___ TASK INPUTS
Issue #1528, opened 2026-09-10
50 offers withhold their terms and rate the vendor caution on a change record whose own reading shows no narrowing — `change_type` is never checked against `previous_state`/`current_state`


robhunterclaude:
## The defect

`change_type` is a label the detector's model assigns when it writes a record. Every verdict downstream trusts it and nothing ever checks it against the two fields stored beside it — `previous_state`, the terms we held, and `current_state`, the terms the page gave.

When the label and the reading disagree, we publish both, in one sentence, and never compare them. From `/vendor/buildkite` today, inside a `FAQPage` `acceptedAnswer`:

> **"Buildkite's free tier requires caution because of one specific recorded change, discovered 2026-09-05: The free plan now offers 2,000 Linux vCPU minutes/month and 250k test executions, up from 500 minutes and 50k executions."**

The reason we give for the caution is a 4x increase in build minutes and a 5x increase in test executions, in the record's own words. A reader sees the contradiction in the sentence. We cannot, because no code path reads the verdict and the evidence together.

The same page also withholds Buildkite's stored terms and closes with *"Until we have re-read the page we cannot say what capacity Buildkite gives you, so we are not recommending it for production."*

This is not #1526. There the record graded a different tier and the fix was to scope the verdict; #1527 shipped that and it is correct. These records grade the right tier. The label is simply wrong about the direction, and the record carries the proof.

## The census is complete: 50 of 180

I have now read every record in the withholding set — the 56 `pricing_restructured` remaining after #1523, and the 88 `limits_reduced`, 15 `pricing_model_change`, 13 `free_tier_removed`, 4 `restriction` and 4 `product_deprecated` I had left unread when I filed #1526.

| type | in set | describe no narrowing of the listed tier |
|---|---|---|
| `limits_reduced` | 88 | **22** |
| `pricing_restructured` | 56 | **21** (24 at #1526, less Grafana/SigNoz/Tyk, fixed by #1527) |
| `pricing_model_change` | 15 | **6** |
| `free_tier_removed` | 13 | **1** (Plausible — you found it) |
| `restriction` | 4 | 0 |
| `product_deprecated` | 4 | 0 |
| | **180** | **50** |

The two coarse types are reliable. "The free tier is gone" and "the product is being shut down" are hard judgements to get backwards, and they are 12 of 12 correct here. Everything that requires comparing a quantity to another quantity is where this lives.

### `limits_reduced`: the tier improved (7)

| vendor | the record's own reading |
[...]

PR #1532, opened 2026-09-11
A change record's direction is judged from the terms, not read off its label

robhunterclaude:
A change record's `change_type` is a label the reader picked. `previous_state` and `current_state` are the two sets of terms it picked it from. Nothing compared them, so `/vendor/buildkite` published *"requires caution … The free plan now offers 2,000 Linux vCPU minutes/month and 250k test executions, up from 500 minutes and 50k"* and withheld Buildkite's stored terms underneath it.

A record can now carry `tier_direction` — `narrowed`, `unchanged` or `widened` — a judgement about the tier the offer lists, made with both sets of terms in hand. Where it says the tier did not get worse and the label says it did, the verdict is dropped: no withholding, no risk level, no risk cause, no stability class. The record, its reading, its source and its date stay on the page.

`readingDescribesNoNarrowing()` in `src/change-direction.ts` is the whole rule. `changeRatesTheListedTier()` composes it with #1527's tier rule, and the three places that ask whether a record may rate an offer — the withholding, `publishedRisk` and the vendor verdict's narrowing list — all call it. Absence of the field falls back to today's behaviour exactly.

**Two sources, one field.** Going forward the detector states it: `scripts/verify-freshness.js` asks for it in the same response that already carries `tier`, and `buildChangeEntry` stores it when it is one of the three words. For the 596 records already written, `data/change_directions.json` records the census's reading of 45 of them, each with the record it names and the finding behind the judgement, and `loadDealChanges()` applies it. A record that states its own direction is never overridden by the review, and a test refuses any review entry naming a record recorded after the review date — the file is a backlog, not a list to keep.

**Replay over the whole catalogue** (`scripts/census-1528-change-direction.mjs`, 1,547 offers, 596 records):

| | before | after |
|---|---|---|
| withholding their stored terms | 176 | 131 |
| rated caution or risky | 212 | 171 |
| offers whose published row moves | | 46 |

46 rows, 45 records, every one a vendor the census named. `/vendor/buildkite`, `/vendor/promoproxy`, `/vendor/vercel`, `/vendor/railway` and `/vendor/figma` publish their stored terms and carry no caution; `/vendor/netlify` still withholds and still cautions.

Four of the 46 move from `caution` to no published level rather than to `stable` — imgix, OneSignal, xAI and Zoho Docs — because with this cause gone another withholding reason applies to them. Two keep a cause, moved to a different record of their own: Replit and UniRateAPI.

**The 27 records that discover a limit: 0 of 27 move.** The rule does not reach them, in either direction.

**The rule only withdraws an adverse verdict.** `narrowsTheStoredTerms(change_type)` guards it, so a `limits_increased` record contradicted by its own reading still counts exactly as it did. Widening that would move counters on surfaces this issue does not name, and no reviewed record has a positive type.

Refs #1528

**Seven tests held a second copy of the rule** and were restated on what production now does rather than on what it used to. Three of them — `eligibility-disclosure`, `gated-vendor-answers`, `compiled-comparison-figures` — read `data/deal_changes.json` from disk, so they never saw the review; they load through `loadDealChanges()` now. `one-published-risk` and `one-verdict-engine` built their expected level from every record a vendor holds rather than from the ones that rate the listed tier, which had already diverged at #1527 and only showed here. `alternative-to-record-claims` filtered on the tier rule alone. Two non-vacuity floors that pinned a moment — 101 ungated pages withholding, 6 ended subjects — assert non-emptiness instead, because both classes are ones this work shrinks.

`/stacks/api-first` and `/stacks/side-project` stop rendering anything from the change log, so `data/page-reviews.json` records `reads_changes: false` for them. That register is measured, not asserted.

### DIFF
--- a/data/change_directions.json
+++ b/data/change_directions.json
@@ -1,0 +1,366 @@
+{
+  "reviewed": "2026-09-10",
+  "review": "docs/change-direction-census.md",
+  "directions": [
+    {
+      "vendor": "Airtable",
+      "change_type": "pricing_restructured",
+      "date": "2026-08-28",
+      "source_url": "https://airtable.com/pricing",
+      "tier_direction": "unchanged",
+      "finding": "\"The free plan still exists\"; what the reading adds is that paid plans start at $20/user/month"
+    },
+    {
+      "vendor": "Amplitude",
+      "change_type": "pricing_restructured",
+      "date": "2026-09-09",
+      "source_url": "https://amplitude.com/startups",
+      "tier_direction": "unchanged",
+      "finding": "the limits are the same 100M events/month; the programme was renamed from Startup Scholarship to Early Stage Startup Pricing"
+    },
+    {
+      "vendor": "BetterStack",
+      "change_type": "limits_reduced",
+      "date": "2026-09-02",
+      "source_url": "https://betterstack.com/pricing",
+      "tier_direction": "unchanged",
+      "finding": "every figure matches; the reading adds 3 GB traces and 3 GB web events"
+    },
+    {
+      "vendor": "Buildkite",
+      "change_type": "limits_reduced",
+      "date": "2026-09-05",
+      "source_url": "https://buildkite.com/pricing/",
+      "tier_direction": "widened",
+      "finding": "500 -> 2,000 vCPU minutes/month; 50k -> 250k test executions"
+    },
+    {
+      "vendor": "Chroma",
+      "change_type": "pricing_model_change",
+      "date": "2026-09-07",
+      "source_url": "https://www.trychroma.com/pricing",
+      "tier_direction": "unchanged",
+      "finding": "the tier is Open Source, self-hosted with no limits; the reading prices Chroma Cloud's Starter plan"
+    },
+    {
+      "vendor": "CloudAMQP",
+      "change_type": "limits_reduced",
+      "date": "2026-09-09",
+      "source_url": "https://www.cloudamqp.com/plans.html",
+      "tier_direction": "unchanged",
+      "finding": "1M message quota, 20 connections and 100 queues all match; \"10,000 queued messages\" is queue depth, a different axis"
+    },
+    {
+      "vendor": "Cloudflare KV",
+      "change_type": "limits_reduced",
+      "date": "2026-09-02",
+      "source_url": "https://developers.cloudflare.com/kv/platform/pricing/",
+      "tier_direction": "unchanged",
+      "finding": "100K reads/day, 1K writes/day and 1 GB all match; our stored terms already say /day"
+    },
+    {
+      "vendor": "Cloudflare Queues",
+      "change_type": "pricing_model_change",
+      "date": "2026-09-05",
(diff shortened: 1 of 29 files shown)


robhunterclaude:
Reviewed the whole change and replayed it locally against `main`. The rule and the two-source design are right and I want this to land. Three things before it does — one is a real regression, two are triage so you don't over-correct.

## The `$0` headline regression is real, and the test is catching it

`qualifies a $0 headline it cannot stand behind` passes on `main` and fails here. I built both refs and rendered all 15 stack pages:

| | main | this branch |
|---|---|---|
| pages publishing a `$0` headline | 15 | 15 |
| of those, carrying a `cost-caveat` | 15 | 13 |

`/free-fastapi-stack` and `/stacks/api-first` now publish `$0/month — Total infrastructure cost for a FastAPI service on free tiers` with no sentence saying what the `$0` covers.

The mechanism is `costHeadlineCaveat()` at `src/stack-claim.ts:237` — `if (unconfirmed.length === 0) return ""`. On `main` that page's caveat read:

> $0 covers the 6 of 8 picks whose free tier our own badge still reads as active. It does not cover Railway (at risk), GitHub Actions (at risk).

Railway, GitHub Actions and BetterStack all move to `active` on this branch, correctly — all three are in the review. With no unconfirmed pick left, the function returns the empty string, and the only sentence qualifying the headline goes with it. `render`, `fly-io`, `supabase` and `grafana-cloud` still publish weak verdicts on that page; they are alternatives rather than costed picks, which is why the caveat never named them.

**Please don't fix this by narrowing the test to the costed picks.** The caveat currently speaks only when it has a shortfall to report, so a reader cannot tell "we checked 8 of 8" from "we never checked". Make it unconditional — `$0 covers all 8 picks, each with a free tier our badge reads as active` when nothing is unconfirmed. That satisfies the assertion as written on all 15 pages without weakening it, and it is the same defect family as #1528 itself: a container that states its caveat only when there is one.

## The other three failing files

`superseded-terms.test.ts` and `superseded-terms-listings.test.ts` are the same stale-copy class you already fixed in three others — they build the superseded set themselves and never see the review. The 25 offers they name are exactly the review's vendors. Restate them through the same path.

`uncited-change-records.test.ts` is not stale. `OneSignal` and `imgix` genuinely join `vendors whose only demoting records cite no source`, because the cited record that was demoting them is the one this change withdraws. That is the outcome you already documented under "four move to no published level"; the expected list needs those two names and the behaviour is right.

## The 27 discovered-limit records: the two consequences need separating

Your measurement is the answer I was waiting for — 0 of 27 move, in either direction. So my decision on them: `tier_direction` as designed cannot express what they need, and this is not a reason to change it.

A discovered limit is a change in what we know, not in what the vendor offers. The **withholding** is right — our stored terms are genuinely incomplete and the reading is better information. The **caution** is wrong — nothing got worse. Today one boolean drives both, and `unchanged` drops both together, which would publish our worse terms and lose the reading.

No ask in this PR. Shape `readingDescribesNoNarrowing()` so the withholding and the rating can be decided separately later, and I will file the 27 as their own issue once this lands.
______
- YOUR TASK -
In the entries above, identify each line that includes the string "keep", then copy it.

- OUTPUT FOR THIS TASK -
**Two sources, one field.** Going forward the detector states it: `scripts/verify-freshness.js` asks for it in the same response that already carries `tier`, and `buildChangeEntry` stores it when it is one of the three words. For the 596 records already written, `data/change_directions.json` records the census's reading of 45 of them, each with the record it names and the finding behind the judgement, and `loadDealChanges()` applies it. A record that states its own direction is never overridden by the review, and a test refuses any review entry naming a record recorded after the review date — the file is a backlog, not a list to keep.
Four of the 46 move from `caution` to no published level rather than to `stable` — imgix, OneSignal, xAI and Zoho Docs — because with this cause gone another withholding reason applies to them. Two keep a cause, moved to a different record of their own: Replit and UniRateAPI.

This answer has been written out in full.